▶ **PROBLEM STATEMENT**: If a line of the entries below includes the word "Model", it counts; state the total and nothing further.

▶ **DATA RECORDS**:
PR #1343, opened 2026-06-03
Add ADR 31 WoT Thing Model New Properties

jrdouceur:


doc/dev/adr/0031-wot-new-properties.md
```diff
@@ -0,0 +1,355 @@
...
+| [ADR 29](./0029-wot-platform-binding.md): RDF term prefix `aov:` for the AIO Platform Binding | Superseded by `dov:` for new terms; `aov:` retained as legacy for the previously defined Platform Binding terms enumerated above. |
+| [ADR 29](./0029-wot-platform-binding.md): `aov:memberOf` applies only to action affordances | Extended: `dov:memberOf` (and legacy `aov:memberOf`) applies to action, property, and event affordances; the referenced group must appear in the corresponding `dov:actionGroups`, `dov:propertyGroups`, or `dov:eventGroups` array. |
+| [ADR 29](./0029-wot-platform-binding.md): `aov:withUnit` value of the form `properties/<Name>` | The preferred form is now a 2-level JSON Pointer (`/properties/<Name>`); the legacy form without a leading `/` is still accepted. |
+
+## Consequences
+
+### Positive
+
+* A single Digital Operations Vocabulary prefix (`dov:`) simplifies authoring and reduces the number of `@context` declarations required in a typical Thing Model.
+* Named affordance groups, with cross-array uniqueness of titles, enable downstream tooling to organize affordances into logical groupings without ambiguity.
```
vaavva, line 346: are these groups expected to be used for SDK codegen scenarios, or is this more for other uses of WoTs? If the former, does this change how generated envoys are grouped together?

jrdouceur: At present, the groups are used on the authoring side, and they have no effect on generated code.  But it could perhaps eventually have an effect such as what you're alluding to.

vaavva: Sounds good - if that isn't the plan right now, then it probably makes sense to detail the ramifications for generation at the point where it becomes relevant

vaavva (approved):
I don't have much experience/context on the authoring side of things, but as this isn't affecting SDK codegen at this point, I don't have any concerns from that perspective

RLeclair (approved):

marcschier (approved):

varunpuranik (approved):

▶ **EXERCISE SOLUTION**: 2